Task description » What lines in the records below contain the string "return"? Copy every one.

Input material »
*****

PR #2461, opened 2020-05-18
gfx-vk: all c++ test cases cleared

YunHsiao:
https://github.com/cocos-creator/3d-tasks/issues/2450


cocos/renderer/core/gfx/GFXDevice.h
```diff
@@ -67,8 +67,8 @@ class CC_CORE_API GFXDevice : public Object {
   CC_INLINE bool hasFeature(GFXFeature feature) const { return _features[static_cast<uint8_t>(feature)]; }
   CC_INLINE void defineMacro(const String& macro, const String& value) { _macros[macro] = value; }
   CC_INLINE void setReverseCW(bool reverseCW) { _reverseCW = reverseCW; }
-    CC_INLINE float getMinClipZ() const { return _minClipZ; }
-    CC_INLINE int getProjectionSignY() const { return _projectionSignY; }
+  CC_INLINE float getMinClipZ() const { return _minClipZ; }
+  CC_INLINE float getProjectionSignY() const { return _projectionSignY; }
```
minggo, line 71: Is there any reason to use float?

YunHsiao: these factors are most commonly seen as parameters to projection matrices or vertex datas, both of which are of floating point type

cocos/renderer/core/gfx/GFXCommandBuffer.h
```diff
@@ -13,7 +13,7 @@ class CC_CORE_API GFXCommandBuffer : public GFXObject {
 public:
   virtual bool initialize(const GFXCommandBufferInfo& info) = 0;
   virtual void destroy() = 0;
-  virtual void begin() = 0;
+  virtual void begin(GFXRenderPass* renderPass = nullptr, uint subpass = 0, GFXFramebuffer* frameBuffer = nullptr) = 0;
```
minggo, line 16: What happened if only some parameters are passed, for example,
```c++
begin(renderPass);
```

YunHsiao: Then it would mean this secondary command buffer will be executed in the subpass 0 of a renderpass compatible with `renderPass`, with any proper framebuffer.

cocos/renderer/gfx-vulkan/VKDevice.cc
```diff
@@ -247,19 +296,22 @@ void CCVKDevice::destroy()
...
     CC_SAFE_DESTROY(_cmdAllocator);
     CC_SAFE_DESTROY(_queue);
+    CC_SAFE_DESTROY(_stagingBuffer);
     CC_SAFE_DESTROY(_window);
     CC_SAFE_DESTROY(_renderPass);
     CC_SAFE_DELETE(_gpuSemaphorePool);
     CC_SAFE_DELETE(_gpuFencePool);
 
-    for (auto textureView : _depthStencilTextureViews)
+    for (CCVKTextureView* &textureView : _depthStencilTextureViews)
```
minggo, line 305: The usage is weird. Can not just use `CCVKTextureView*`?

cocos/renderer/gfx-vulkan/VKDevice.h
```diff
@@ -69,6 +68,9 @@ class CC_VULKAN_API CCVKDevice : public GFXDevice
     std::vector<CCVKTextureView*> _depthStencilTextureViews;
     std::vector<CCVKTexture*> _depthStencilTextures;
     CCVKRenderPass* _renderPass;
+    CCVKBuffer* _stagingBuffer;
```
minggo, line 71: It is better to assign default value here.

external/config.json
```diff
@@ -1,5 +1,5 @@
 {
-    "version": "v3d-gfx-12",
+    "version": "v3d-gfx-14",
```
minggo, line 2: Sorry, `v3d-gfx-14` is deleted. Please use `v3d-gfx-13` instead.

YunHsiao:
> The usage is weird. Can not just use CCVKTextureView*?

It's there so that `CC_SAFE_DESTROY` could properly reset the pointer back to null, but I guess that doesn't matter much since we are clearing right after that.

cocos/renderer/core/gfx/GFXDevice.h
```diff
@@ -105,7 +105,7 @@ class CC_CORE_API GFXDevice : public Object {
     uint _shaderIdGen = 0;
     std::unordered_map<String, String> _macros;
     float _minClipZ = -1;
-    int _projectionSignY = 1;
+    float _projectionSignY = 1;
```
minggo, line 108: Use 1.0f is better as the type is changed.

cocos/renderer/core/gfx/GFXCommandBuffer.h
minggo: Got it, thanks. But what happened if using like this:
```c++
begin(renderPass, 1);
```

As frame buffer is not passed, but the sub pass is 1. Will the application crash?

Mee-gu, line 16: need modify MTLCommandBuffer::begin as well.

minggo:
> > The usage is weird. Can not just use CCVKTextureView*?
> 
> It's there so that `CC_SAFE_DESTROY` could properly reset the pointer back to null, but I guess that doesn't matter much since we are clearing the vector right after that.

CC_SAFE_DESTROY is a macro, it is not a function.

cocos/renderer/core/gfx/GFXCommandBuffer.h
Mee-gu: it seems that all changes does not apply to metal

cocos/renderer/gfx-gles2/GLES2Commands.cc
```diff
@@ -1989,17 +1989,14 @@ void GLES2CmdFuncCopyBuffersToTexture(GLES2Device* device, uint8_t* const* buffe
...
-        if (!isCompressed) {
-          glTexSubImage2D(GL_TEXTURE_2D, m, region.texOffset.x, region.texOffset.y, w, h, gpuTexture->glFormat, gpuTexture->glType, (GLvoid*)buff);
-        } else {
-          GLsizei memSize = (GLsizei)GFXFormatSize(gpuTexture->format, w, h, 1);
-          glCompressedTexSubImage2D(GL_TEXTURE_2D, m, region.texOffset.x, region.texOffset.y, w, h, gpuTexture->glFormat, memSize, (GLvoid*)buff);
-        }
-
-        w = std::max(w >> 1, 1U);
-        h = std::max(h >> 1, 1U);
+      uint8_t* buff = buffers[n++];
```
Mee-gu, line 1992: need sync to metal

cocos/renderer/core/CoreDef.h
```diff
@@ -172,6 +172,35 @@
...
+// CLANG ENABLE/DISABLE WARNING DEFINITION
+#	define CC_DISABLE_WARNINGS()                                \
+        _Pragma("clang diagnostic push")                        \
+            _Pragma("clang diagnostic ignored \"-Wall\"")       \
+                _Pragma("clang diagnostic ignored \"-Wextra\"") \
+                    _Pragma("clang diagnostic ignored \"-Wtautological-compare\"")
+
+#	define CC_ENABLE_WARNINGS() \
+		_Pragma("clang diagnostic pop")
+#endif
```
minggo, line 202: Cool, i like these macros.

cocos/renderer/gfx-vulkan/VKCommandBuffer.cc
```diff
@@ -51,7 +54,7 @@ void CCVKCommandBuffer::destroy()
     _status = GFXStatus::UNREADY;
 }
 
-void CCVKCommandBuffer::begin()
+void CCVKCommandBuffer::begin(GFXRenderPass* renderPass, uint subpass, GFXFramebuffer* frameBuffer)
```
Mee-gu, line 57: need sync to metal

cocos/renderer/gfx-vulkan/VKSPIRV.h
```diff
@@ -164,16 +164,16 @@ namespace
         /* .generalConstantMatrixVectorIndexing = */ 1,
     } };
 
-    const std::vector<unsigned int> GLSL2SPIRV(GFXShaderType type, String source, int vulkanMinorVersion = 2)
+    const vector<unsigned int>::type GLSL2SPIRV(GFXShaderType type, String source, int vulkanMinorVersion = 2)
```
Mee-gu, line 167: source is better to be const String&

cocos/renderer/core/gfx/GFXCommandBuffer.h
YunHsiao: I don't have the environment to check it so... I figured it would be better if someone else fill in those gaps.

YunHsiao:
> > > The usage is weird. Can not just use CCVKTextureView*?
> > 
> > 
> > It's there so that `CC_SAFE_DESTROY` could properly reset the pointer back to null, but I guess that doesn't matter much since we are clearing the vector right after that.
> 
> CC_SAFE_DESTROY is a macro, it is not a function.



> CC_SAFE_DESTROY is a macro, it is not a function.

macro or not it needs a reference to assign it back to null in a for loop like this I think..?

cocos/renderer/core/gfx/GFXCommandBuffer.h
Mee-gu: please let me know if you need me to fix the metal fix, or otherwise CI will failed

minggo:
> > > > The usage is weird. Can not just use CCVKTextureView*?
> > > 
> > > 
> > > It's there so that `CC_SAFE_DESTROY` could properly reset the pointer back to null, but I guess that doesn't matter much since we are clearing the vector right after that.
> > 
> > 
> > CC_SAFE_DESTROY is a macro, it is not a function.
> 
> macro or not it needs a reference to assign it back to null in a for loop like this I think..?

macro doesn't need reference, it just assign to the variable. For example
```c++
auto gfxBuffer = device->createBuffer(...);
CC_SAFE_DESTROY(gfxBuffer);
```

after pre-process, the codes will change to
```
auto gfxBuffer = device->createBuffer(...);
if (gfxBuffer) {
    gfxBuffer->destroy();
    gfxBuffer = nullptr;
}
```
So don't need to use reference here.

cocos/renderer/core/gfx/GFXCommandBuffer.h
YunHsiao: No, the framebuffer is optional as per vulkan API

minggo: Good to know, thanks.

YunHsiao: I've pushed all the changes I can think of, but I'm working in the dark here, so please verify the changes and if needed, submit a fix PR to this branch.

YunHsiao:
> > > > > The usage is weird. Can not just use CCVKTextureView*?
> > > > 
> > > > 
> > > > It's there so that `CC_SAFE_DESTROY` could properly reset the pointer back to null, but I guess that doesn't matter much since we are clearing the vector right after that.
> > > 
> > > 
> > > CC_SAFE_DESTROY is a macro, it is not a function.
> > 
> > 
> > macro or not it needs a reference to assign it back to null in a for loop like this I think..?
> 
> macro doesn't need reference, it just assign to the variable. For example
> 
> ```c++
> auto gfxBuffer = device->createBuffer(...);
> CC_SAFE_DESTROY(gfxBuffer);
> ```
> 
> after pre-process, the codes will change to
> 
> ```c++
> auto gfxBuffer = device->createBuffer(...);
> if (gfxBuffer) {
>     gfxBuffer->destroy();
>     gfxBuffer = nullptr;
> }
> ```
> 
> So don't need to use reference here.

Right but you see the situation here is a little different:
```
    for (CCVKTextureView* textureView : _depthStencilTextureViews)
    {
        CC_SAFE_DESTROY(textureView);
    }
```
which will expands to:
```
    for (CCVKTextureView* textureView : _depthStencilTextureViews)
    {
        if (textureView) { textureView->destroy(); textureView = null; }
    }
```
wtih the for loop indirection, I don't think the textureView handle in the vector can be reset correctly . But anyways that's not an issue since we are clearing the whole vector right after that.

minggo:
> > > > > > The usage is weird. Can not just use CCVKTextureView*?
> > > > > 
> > > > > 
> > > > > It's there so that `CC_SAFE_DESTROY` could properly reset the pointer back to null, but I guess that doesn't matter much since we are clearing the vector right after that.
> > > > 
> > > > 
> > > > CC_SAFE_DESTROY is a macro, it is not a function.
> > > 
> > > 
> > > macro or not it needs a reference to assign it back to null in a for loop like this I think..?
> > 
> > 
> > macro doesn't need reference, it just assign to the variable. For example
> > ```c++
> > auto gfxBuffer = device->createBuffer(...);
> > CC_SAFE_DESTROY(gfxBuffer);
> > ```
> > 
> > 
> > after pre-process, the codes will change to
> > ```c++
> > auto gfxBuffer = device->createBuffer(...);
> > if (gfxBuffer) {
> >     gfxBuffer->destroy();
> >     gfxBuffer = nullptr;
> > }
> > ```
> > 
> > 
> > So don't need to use reference here.
> 
> Right but you see the situation here is a little different:
> 
> ```
>     for (CCVKTextureView* textureView : _depthStencilTextureViews)
>     {
>         CC_SAFE_DESTROY(textureView);
>     }
> ```
> 
> which will be expanded to:
> 
> ```
>     for (CCVKTextureView* textureView : _depthStencilTextureViews)
>     {
>         if (textureView) { textureView->destroy(); textureView = null; }
>     }
> ```
> 
> wtih the for loop indirection, I don't think the textureView handle in the vector can be reset correctly(hence the reference like before). But anyways that's not an issue since we are clearing the whole vector right after that, so I removed the reference.

Yep, you are right. May be we need two macros:
- CC_SAFE_DESTROY, will not set the variable to null
- CC_SAFE_DESTROY_NULL, will set the pointer to null as it is now

CMakeLists.txt
```diff
@@ -655,6 +656,69 @@ if(CC_USE_METAL)
     )
 endif()
 
+if(CC_USE_VULKAN)
+
+    add_definitions("-DVK_NO_PROTOTYPES")
```
PatriceJiang, line 661: `add_definitions` 是全局的, 比较旧的写法. 建议使用 `target_compile_definitions(cocos2d PUBLIC )`, 在  `add_library(cocos2d` 之后)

*****

Task result »
   CC_INLINE bool hasFeature(GFXFeature feature) const { return _features[static_cast<uint8_t>(feature)]; }
-    CC_INLINE float getMinClipZ() const { return _minClipZ; }
-    CC_INLINE int getProjectionSignY() const { return _projectionSignY; }
+  CC_INLINE float getMinClipZ() const { return _minClipZ; }
+  CC_INLINE float getProjectionSignY() const { return _projectionSignY; }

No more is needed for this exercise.